FPGAs are another possible accelerator for deep learning in particular and in fact, neural networks can be seen as a “soft” version of a neural network. The problem here, as with custom ASICs, is that the problem is not known until the data informs it. In other words, all you can get out of an FPGA or neural network is a subnetwork. So while it might do well for part of the workload, it can’t do it all.
Of course, GPUs, FPGAs and custom ASICs aren’t the only promising hardware trends on the horizon. Domingos points to neuromorphic devices as a promising area to watch. “Building a neuron out of digital devices is already vastly more efficient than generic hardware and software stacks for deep learning. Opinions are divided here but this is one promising path for efficient semiconductor devices that can tackle these workloads well.”

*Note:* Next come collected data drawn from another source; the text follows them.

Issue #774, opened 2019-11-24
[1.1-develop] Introduce MediaGalleryUiApi module and ConfigInterface


sivaschenko:
MediaGalleryUiApi module should be added to the repository including all the general necessary module files.

- `.modman` and metapackage `composer.json` should be updated
- `\Magento\MediaGalleryUiApi\Model\ConfigInterface` containing a single `isEnabled` method declaration should be added to the module
 -`\Magento\MediaGalleryUi\Model\Config` should implement `\Magento\MediaGalleryUiApi\Model\ConfigInterface` and be a declared preference for this interface in DI

Please open a pull request for this issue to **1.1-develop** branch (not default currently)

This task can be implemented after https://github.com/magento/adobe-stock-integration/pull/773 will be merged

konarshankar07:
Hello @sivaschenko ,
As mentioned in the task description
> \Magento\MediaGalleryUiApi\Model\ConfigInterface containing a single isEnabled method declaration should be added to the module

I think we need to create `ConfigInterface` in `\Magento\MediaGalleryUiApi\Api\ConfigInterface` instead of `\Magento\MediaGalleryUiApi\Model\ConfigInterface`. Correct me If I'm wrong

Thanks

PR #817, opened 2019-11-29
#774 : MediaGalleryUiApi module added

konarshankar07:
### Description (*)

This PR will introduce MediaGalleryUiApi module and also added service contract for `\Magento\MediaGalleryUi\Model\Config`

1. magento/adobe-stock-integration#774: [1.1-develop] Introduce MediaGalleryUiApi module and ConfigInterface


MediaGalleryUi/Model/Config.php
```diff
@@ -9,11 +9,12 @@
 namespace Magento\MediaGalleryUi\Model;
 
 use Magento\Framework\App\Config\ScopeConfigInterface;
+use Magento\MediaGalleryUiApi\Model\ConfigInterface;
```
konarshankar07: @sivaschenko .. I think we should move `ConfigInterface` from `Model` folder to `Api` folder

MediaGalleryUiApi/composer.json
```diff
@@ -0,0 +1,21 @@
+{
+    "name": "magento/module-media-gallery-ui-api",
+    "description": "Magento module responsible for the media gallery UI implementation API",
+    "require": {
+        "php": "~7.1.3||~7.2.0||~7.3.0",
+        "magento/framework": "*"
```
konarshankar07, line 6: Do I need to add `MediaGalleryUi` module in require?

sivaschenko: nope, it should be the other way around - MediaGalleryUi is supposed to implement interfaces of MediaGalleryUiApi - So MediaGalleryUiApi should be required for MediaGalleryUi module

MediaGalleryUi/Model/Config.php
sivaschenko: Yes

sivaschenko (changes requested):
Hi @konarshankar07 thanks for the pull request! Please correct the `ConfigInterface` namespace in the reference and update the MediaGalleryUi composer.json with MediaGalleryUiApi dependency

sivaschenko (approved):

Issue #677, opened 2019-11-10
See more from series/model tabs to hide if result is empty


konarshankar07:
### Preconditions (*)

1. Install Magento with Adobe Stock Integration
2. Configure the integration in Stores -> Configuration -> System -> Adobe Stock Integration fieldset

### Steps to reproduce (*)

1. Login to admin panel
2. Open Magento Media Gallery (i.e. go to Cms -> Pages, edit the page and insert image)
3. Click "Search Adobe Stock" button to open images grid
4. Enter text `81214721` in search by keywords
5. Click on the image to open the image preview

### Expected result (*)

![image](https://user-images.githubusercontent.com/39480008/68542496-3a573d00-03d3-11ea-9277-eed330a7a320.png)

### Actual result (*)

![image](https://user-images.githubusercontent.com/39480008/68542490-23184f80-03d3-11ea-97d6-2888ab378b09.png)

rogyar:
Hi folks. Currently, if there no items in "More from this series", we show the same image that is opened in the preview

![image](https://user-images.githubusercontent.com/2148959/69634884-7cc77d80-1053-11ea-887f-350ef982d13f.png)

Moreover, the very first image from "More from this series" is always the same image that is opened in the preview.

![image](https://user-images.githubusercontent.com/2148959/69635076-e21b6e80-1053-11ea-8262-30f3ccf36c0d.png)

So, technically it may not be empty. Should we change this behavior and hide the tab instead if there's only 1 image in the "More from this series" section? 

Thank you.

cc @sivaschenko.

sivaschenko:
@rogyar you are right, however, it could be empty after merge of https://github.com/magento/adobe-stock-integration/pull/752

rogyar:
Hi @sivaschenko. Thank you for the reference, that makes sense. I will proceed to work on that.

rogyar:
Hi folks. I've investigated the current preview behavior and must admit that this change is not as straightforward as it seems to be. 

The problem is, once the preview is expanded we don't have information about a number of related images until a separate AJAX request for the related images is completed. So in the current implementation, we create empty tabs, wait for the related images request result, fill the tabs with the corresponding images. 
So, in the very beginning, we cannot hide a particular tab since we have no information about its contents. As a solution, we may hide all tabs until we get a response with the related images. However, the related images request takes some time and the visitor might not know that the functionality of the related images exists if the visitor goes through previews faster than he gets the related images. 

[...]

PR #818, opened 2019-12-01
Hide tabs with related images if result is empty

rogyar:
### Description (*)
This PR adjusts the related images tabs behavior. So if there are no related images from the same series or model, the corresponding tab is being hidden.

1. #677 : See more from series/model tabs to hide if result is empty

1. Login to admin panel
4. Enter text `81214721` in search by keywords
5. Click on the image to open the image preview

The "More from this series" tab should be hidden since there are no images from the same series.

### DIFF
--- a/AdobeStockImageAdminUi/view/adminhtml/web/js/components/grid/column/preview/related.js
+++ b/AdobeStockImageAdminUi/view/adminhtml/web/js/components/grid/column/preview/related.js
@@ -111,9 +111,37 @@ define([
 
                 relatedImages.series[record.id] = data.result['same_series'];
                 relatedImages.model[record.id] = data.result['same_model'];
+
                 this.relatedImages(relatedImages);
                 this.preview().updateHeight();
+
+                /* Switch to the model tab if the series tab is hidden */
+                if (relatedImages.series[record.id].length === 0) {
+                    $('#adobe-stock-tabs').data().mageTabs.select(1);
+                }
             }.bind(this));
+        },
+
+        /**
+         * Returns true if the series tab should be show, false otherwise
+         *
+         * @param {Object} record
+         * @returns boolean
+         */
+        showSeriesTab: function (record) {
+            return typeof this.relatedImages().series[record.id] === 'undefined' ||
+                this.relatedImages().series[record.id].length !== 0;
+        },
+
+        /**
+         * Returns true if the model tab should be show, false otherwise
+         *
+         * @param {Object} record
+         * @returns boolean
+         */
+        showModelTab: function (record) {
+            return typeof this.relatedImages().model[record.id] === 'undefined' ||
+                this.relatedImages().model[record.id].length !== 0;
         },
 
         /**
--- a/AdobeStockImageAdminUi/view/adminhtml/web/template/grid/column/preview/related.html
+++ b/AdobeStockImageAdminUi/view/adminhtml/web/template/grid/column/preview/related.html
@@ -5,23 +5,22 @@
  */
 -->
 <div if="isVisible($row())"
-    class="related-container">
+     class="related-container">
     <div id="adobe-stock-tabs"
          class="adobe-stock-tabs"
          data-bind="mageInit: {
                     'mage/backend/tabs': {
-                    active: 'series_content_' + $row().id,
                     destination: '#adobe-stock-tabs-content',
                     shadowTabs: [],
                 }
             }">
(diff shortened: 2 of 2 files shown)


AdobeStockImageAdminUi/view/adminhtml/web/template/grid/column/preview/related.html
```diff
@@ -31,6 +31,7 @@
 
     <div id="adobe-stock-tabs-content"
          class="adobe-stock-related-images-tab-content">
+        <!-- ko if: typeof relatedImages().series !== 'undefined' && relatedImages().series[$row().id] !== false -->
```
sivaschenko: this binding can be added to a div

AdobeStockImageAdminUi/view/adminhtml/web/js/components/grid/column/preview/related.js
```diff
@@ -109,8 +109,10 @@ define([
             }).done(function (data) {
                 var relatedImages = this.relatedImages();
 
-                relatedImages.series[record.id] = data.result['same_series'];
-                relatedImages.model[record.id] = data.result['same_model'];
+                relatedImages.series[record.id] = data.result['same_series'].length > 0 ?
```
sivaschenko: I think it would be better to introduce `isTabVisible` method and merge the logic introduced here and in the template as part of that method: `function (record, tabName) { return typeof this.relatedImages()[tabName][record.id] !== 'undefined' && data.result['same_series'].length > 0 }`

AdobeStockImageAdminUi/view/adminhtml/web/template/grid/column/preview/related.html
```diff
@@ -16,12 +16,12 @@
                 }
             }">
         <ul class="tabs-horiz">
-            <li>
+            <li data-bind="visible: (typeof relatedImages().series[$row().id] === 'undefined' || relatedImages().series[$row().id] !== false)">
```
sivaschenko: What do you think about using `if` attribute binding instead of `data-bind="visible` - shorter and shouldn't render the element at all

sivaschenko (changes requested):
Thanks for the PR @rogyar ! See my comments below

rogyar:
Hi @sivaschenko. Thank you for the review, appreciate that. 

I have reworked the concept taking your recommendations into account as well. Please, take a look when you have some time. 

Thank you.

AdobeStockImageAdminUi/view/adminhtml/web/template/grid/column/preview/related.html
```diff
@@ -5,23 +5,22 @@
...
          data-bind="mageInit: {
                     'mage/backend/tabs': {
-                    active: 'series_content_' + $row().id,
                     destination: '#adobe-stock-tabs-content',
                     shadowTabs: [],
                 }
             }">
         <ul class="tabs-horiz">
-            <li>
+            <li data-bind="if: showSeriesTab($row())">
```
sivaschenko: I believe this syntax should work
```suggestion
            <li if="showSeriesTab($row())">
```

AdobeStockImageAdminUi/view/adminhtml/web/js/components/grid/column/preview/related.js
```diff
@@ -17,6 +17,8 @@ define([
             tabImagesLimit: 4,
             serieFilterValue: '',
             modelFilterValue: '',
+            isSeriesTabVisible: [],
+            isModelTabVisible: [],
```
sivaschenko: Do you think this intermidiate fields are necessary? Why wouldn't `showSeriesTab` method work directly with `this.relatedImages().series[record.id].length !== 0 || typeof this.relatedImages().series[record.id] === 'undefined'`

sivaschenko (changes requested):
@rogyar Thanks for the updates! Please take a look at my comments below

AdobeStockImageAdminUi/view/adminhtml/web/template/grid/column/preview/related.html
rogyar: That makes sense. I've been playing around the way that will make the behavior of the tabs more obvious. However, I've ended up with a lot of redundant code.  

Now it should be better. Thanks for the suggestion.

sivaschenko (approved):

Issue #821, opened 2019-12-03
Bookmarks controls are shifter to the right out of screen


chalov-anton:
### Preconditions (*)
1. Install Magento with Adobe Stock Integration
### Steps to reproduce (*)
1. From Magento Admin go to Content - Pages, click **Add New Page**
2. Expand **Content** Click **Show / Hide Editor**, select **Insert Image...**
3. Click **Search Adobe Stock**
4. Click **Filters** and **Apply** any filter, _Price - Standard_ for example (this step is done to enable Save View As button)
5. Click **Default View** and select **Save View As...**
6. Type in any name and click Enter key
7. Click on View dropdown again and observe
![filter_remove_edit](https://user-images.githubusercontent.com/45624059/70053839-fa086a80-15de-11ea-97ad-54ba17a13d3b.gif)
 
### Expected result (*)
The buttons **Save all Changes**, **Edit** and **Delete** should be visible 
See, for example, the View from _Catalog - Products_
![Peek 2019-12-03 14-46](https://user-images.githubusercontent.com/45624059/70053960-40f66000-15df-11ea-9a87-59bc11c4df50.gif)

### Actual result (*)
The **Save all Changes**, **Edit** and **Delete** buttons do not fit into the screen
![remove](https://user-images.githubusercontent.com/45624059/70053813-e3621380-15de-11ea-98d9-e233fd59712f.png)

sivaschenko:
The fix for this issue should be delivered to develop branch

filmaj:
This, possibly, may be good to cover with an MFTF test. Thoughts?

sivaschenko:
@filmaj good idea. @chalov-anton is there a test case(s) that are covering the functionality of buttons that were not available on the Adobe Stock grid?

chalov-anton:
> @filmaj good idea. @chalov-anton is there a test case(s) that are covering the functionality of buttons that were not available on the Adobe Stock grid?
@sivaschenko We have created a Scenario in SucumberStudio which covers this

chalov-anton:
@sivaschenko We have created a Scenario in CucumberStudio which covers this, and already used it in the previous Regression Cycle

sivaschenko:
@chalov-anton could you please create an "[MFTF] Cover Adobe Stock grid bookmarks functionality" issue with the steps from the scenario in CucumberStudio. Thank you!

PR #835, opened 2019-12-03
Shifting view controls to the left by applying a right padding

filmaj:
...so that saved views and related buttons slide back into the viewport.

### Description (*)

The view controls are shifted to the far to the left, so if you want to edit or delete saved views, you are going to have a bad time right now.

The fix is applying a right padding to the header controls. The size of this padding was determined by looking at the `min-width` CSS property for the saved view menu items (see [its definition here](https://github.com/magento/magento2/blob/0eb8677b0b4e35606032e856cc1ef7c80e68829f/app/design/adminhtml/Magento/backend/Magento_Ui/web/css/source/module/data-grid/data-grid-header/_data-grid-action-bookmarks.less#L74)). The right padding needs to be just shy of 50% of the View dropdown item `min-width` for all saved view buttons to be visible.

We should also possibly consider filing a new issue to cover using these buttons in an MFTF test, in order to catch these buttons becoming invisible again in the future.

Screenshots of the new changes in action:

Screen Shot 2019-12-03 at 6 23 28 PM

Screen Shot 2019-12-03 at 6 23 35 PM

1. #821 

1. From Magento Admin go to Content - Pages, click **Add New Page**
2. Expand **Content** Click **Show / Hide Editor**, select **Insert Image...**
3. Click **Search Adobe Stock**
4. Click **Filters** and **Apply** any filter, _Price - Standard_ for example (this step is done to enable Save View As button)
5. Click **Default View** and select **Save View As...**
6. Type in any name and click Enter key
7. Click on View dropdown again
8. You should be able  to see the pencil icon (without this PR, you won't)
9. Even if you click the pencil icon, you should be able to see a Trash can icon after clicking it.

### DIFF
--- a/AdobeStockImageAdminUi/view/adminhtml/web/css/source/_module.less
+++ b/AdobeStockImageAdminUi/view/adminhtml/web/css/source/_module.less
@@ -80,7 +80,7 @@
         }
 
         .admin__data-grid-outer-wrap {
-            .admin__data-grid-header {
+            .admin__data-grid-header-row {
                 padding-right: 8rem;
             }
         }
--- a/AdobeStockImageAdminUi/view/adminhtml/web/css/source/_module.less
+++ b/AdobeStockImageAdminUi/view/adminhtml/web/css/source/_module.less
@@ -79,6 +79,12 @@
             }
         }
 
+        .admin__data-grid-outer-wrap {
+            .admin__data-grid-header {
+                padding-right: 8rem;
+            }
+        }
+
         .masonry-image-grid {
             + .admin__data-grid-header {
                 .selectmenu-items {


AdobeStockImageAdminUi/view/adminhtml/web/css/source/_module.less
```diff
@@ -79,6 +79,12 @@
             }
         }
 
+        .admin__data-grid-outer-wrap {
+            .admin__data-grid-header {
```
sivaschenko:
```suggestion
            .admin__data-grid-header-row {
```

sivaschenko (approved):

sivaschenko:
Thanks @filmaj !

Issue #827, opened 2019-12-03
Element '#adobe-stock-tabs-content .three-dots' can be overlapped by "Similar keywords"


TomashKhamlai:
### Preconditions (*)

1. Adobe Stock is configured

### Steps to reproduce (*)

1. On CMS edit page try to add an image by searching
2. In Chrome Dev Tools toggle Device Toolbar and choose Kindle Fire HDX in landscape mode

### Expected result (*)

1. Elements do not overlap

### Actual result (*)

1. Element '#adobe-stock-tabs-content .three-dots' can be overlapped by "Similar keywords"
![image](https://user-images.githubusercontent.com/11827230/70067519-10222500-15f7-11ea-9d7d-2b576f230846.png)

PR #853, opened 2019-12-06
See more link can be overlapped by similar keywords

konarshankar07:
### Description (*)

This PR will fix the overlap issue with see more element in related image section for kindle device

1. magento/adobe-stock-integration#827: Element '#adobe-stock-tabs-content .three-dots' can be overlapped by "Similar keywords"

1. On CMS edit page try to add an image by searching
2. In Chrome Dev Tools toggle Device Toolbar and choose Kindle Fire HDX in landscape mode

### Expected Result
image

### DIFF
--- a/AdobeStockImageAdminUi/view/adminhtml/web/css/source/_module.less
+++ b/AdobeStockImageAdminUi/view/adminhtml/web/css/source/_module.less
@@ -200,7 +200,8 @@
                         justify-content: center;
                         position: relative;
                         height: 100px;
-                        width: 150px;
+                        max-width: 130px;
+                        width: 100%;
                         overflow: hidden;
                         margin-right: 10px;
                         vertical-align: middle;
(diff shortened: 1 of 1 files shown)


sivaschenko:
Thanks for the pull request @konarshankar07 ! The PR fixes the issue on iPad, but related images look a bit squashed (not occupying the dedicated space) on bigger screens:

image

I think either relative units or media query should be applied

sivaschenko (changes requested):
Thanks for the pull request @konarshankar07 ! The PR fixes the issue on iPad, but related images look a bit squashed (not occupying the dedicated space) on bigger screens:

image

I think either relative units or media query should be applied

sivaschenko (approved):

engcom-Delta:
:heavy_check_mark: QA passed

For Domingos, the hope is that we will start to see some core primitives baked into hardware and for further unification of the software tooling to support various machine learning workloads. “”We are going to see that unifying frameworks at the software level will migrate into the hardware (logic, graphical models, Bayesian networks, etc.). Things have to become standard for machine learning in key areas, particularly graphs and similarity computations. This is an area where there will be progress,” Domingos says, but as he agrees, on the hardware front it’s still anyone’s game—and a game played on many fields to boot.